**Data for review:**
────

PR #1109, opened 2026-01-25
add observe skill to go2

paul-nechifor:
Run:

```bash
uv run dimos run unitree-go2-agentic
```

...and ask "what do you see" in 'humancli'`.

### DIFF
--- a/dimos/robot/unitree/connection/go2.py
+++ b/dimos/robot/unitree/connection/go2.py
@@ -25,6 +25,7 @@ import rerun.blueprint as rrb
 from dimos import spec
 from dimos.core import DimosCluster, In, LCMTransport, Module, Out, pSHMTransport, rpc
 from dimos.core.global_config import GlobalConfig
+from dimos.core.skill_module import SkillModule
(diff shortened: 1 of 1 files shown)


dimos/robot/unitree/connection/go2.py
```diff
@@ -212,6 +216,7 @@ def start(self) -> None:
 
         def onimage(image: Image) -> None:
             self.color_image.publish(image)
+            self._latest_video_frame = image
```
leshy, line 219: as long as we are familiar with this but choosing to do _latest_video_frame thing I'm ok. idk if this API is too obscuring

────

**What is needed:**
Restate each entry word for word.

**Response to this exercise:**
PR #1109, opened 2026-01-25
add observe skill to go2

paul-nechifor:
Run:

```bash
uv run dimos run unitree-go2-agentic
```

...and ask "what do you see" in 'humancli'`.

### DIFF
--- a/dimos/robot/unitree/connection/go2.py
+++ b/dimos/robot/unitree/connection/go2.py
@@ -25,6 +25,7 @@ import rerun.blueprint as rrb
 from dimos import spec
 from dimos.core import DimosCluster, In, LCMTransport, Module, Out, pSHMTransport, rpc
 from dimos.core.global_config import GlobalConfig
+from dimos.core.skill_module import SkillModule
(diff shortened: 1 of 1 files shown)


dimos/robot/unitree/connection/go2.py
```diff
@@ -212,6 +216,7 @@ def start(self) -> None:
 
         def onimage(image: Image) -> None:
             self.color_image.publish(image)
+            self._latest_video_frame = image
```
leshy, line 219: as long as we are familiar with this but choosing to do _latest_video_frame thing I'm ok. idk if this API is too obscuring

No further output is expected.